Por Luiz Tosi
Fotos: Belmilson dos Santos
Há bandas que acabam. Há bandas que somem. E há bandas que silenciam – deixando um vazio que nunca é preenchido. O Savatage é uma dessas. Desde que entrou em hiato em 2002, o grupo ganhou status de mito entre os fãs de heavy metal: marcou época, influenciou gerações e desapareceu sem se despedir de verdade.
Uma apresentação única no Wacken Open Air, em 2015, chegou a ensaiar um recomeço. Mas a morte do produtor e mentor criativo Paul O’Neill, em 2017, seguida pela pandemia, freou tudo. Para completar, Jon Oliva – último membro fundador ainda vivo – enfrentou sérios problemas de saúde: em 2023, sofreu um acidente que resultou em fraturas numa vértebra; depois disso, vieram os diagnósticos de esclerose múltipla e da síndrome de Ménière, que causa vertigens severas. A perspectiva era desanimadora.

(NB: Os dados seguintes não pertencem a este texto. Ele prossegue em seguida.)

PR #218, opened 2015-07-30
Fixes #215 added explicit filter_loopback() method to remove loopback address.

### LINKED ISSUE #215: connection_manager::get_own_endpoints() should not return loopback address
`connection_manager::get_own_endpoints()` should not return loopback address.
There is no use case found yet to have loopback address returned by crust to upper layers.
Currently it is causing noise in upper layer and we decided to not return loopback address on calls to 
`connection_manager::get_own_endpoints()`

chandraprakash:
Added explicit filter_loopback() method to remove loopback address.
Tried to keep filter loopback method separate from getifaddrs to maintain its standard behaviour.
Note: need to cleanup connection manager to use only one call to getifaddrs().
But  getifaddrs() still needs to be called each time user calls ` get_own_endpoints()`.

[Review on Reviewable](https://reviewable.io/reviews/maidsafe/crust/218)

### DIFF
--- a/src/connection_manager.rs
+++ b/src/connection_manager.rs
@@ -26,7 +26,7 @@ use std::net::{IpAddr, SocketAddr, SocketAddrV4};
 use beacon;
 use bootstrap_handler::{BootstrapHandler, parse_contacts};
 use config_utils::{Config, Contact, Contacts, read_config_file};
-use getifaddrs::getifaddrs;
+use getifaddrs::{getifaddrs, filter_loopback};
 use transport;
 use transport::{Endpoint, Port};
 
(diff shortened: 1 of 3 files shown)


maidsafe-highfive:
r? @dirvine

dirvine:
Is the failing OSX test down to getifaddr not working there ?

chandraprakash:
No its tcp_connections::test::test_multiple_nodes_small_stream failing on a low spec mac.
Need to downscale the test I think.

dirvine:
Reviewed 2 of 2 files at r1.
Review status: all files reviewed at latest revision, 1 unresolved discussion, some commit checks failed.

---

<sup>**[src/getifaddrs.rs, line 393 \[r1\]](https://reviewable.io:443/reviews/maidsafe/crust/218#-JvTfO8FMWczpNG6IDpv)** ([raw file](https://github.com/maidsafe/crust/blob/2d8106a914deb8b1493f86a5c7ccb52f314dbdfc/src/getifaddrs.rs#L393)):</sup>
nice

---


Comments from the [review on Reviewable.io](https://reviewable.io:443/reviews/maidsafe/crust/218)

chandraprakash:
@rossmuir  Looks like the test is interfering with other tests .
I can run entire test suite on a mac mini without any issue.

dirvine:
Reviewed 1 of 1 files at r3.
Review status: all files reviewed at latest revision, 1 unresolved discussion, all commit checks successful.

---



Comments from the [review on Reviewable.io](https://reviewable.io:443/reviews/maidsafe/crust/218)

Mas o que parecia cada vez mais distante se materializou. E foi justamente a superação desses obstáculos que deu ainda mais força ao retorno. Por isso, não é exagero dizer que este foi um dos shows mais esperados da década no meio do heavy metal. E não apenas por ser a volta de uma banda que parecia condenada à memória, mas porque São Paulo, por sorte (ou justiça), foi palco não de um, mas dos dois primeiros shows dessa turnê histórica, que ainda vai cruzar o mundo em 2025. A estreia aconteceu dois dias antes, no Monsters of Rock, que serviu apenas como um esquenta: escalá-los para tocar às 16h, sob a luz do dia e com tempo reduzido, pode figurar entre os maiores erros do icônico festival ao longo destas três décadas. O Savatage merecia mais. Merecia sua própria noite. E teve.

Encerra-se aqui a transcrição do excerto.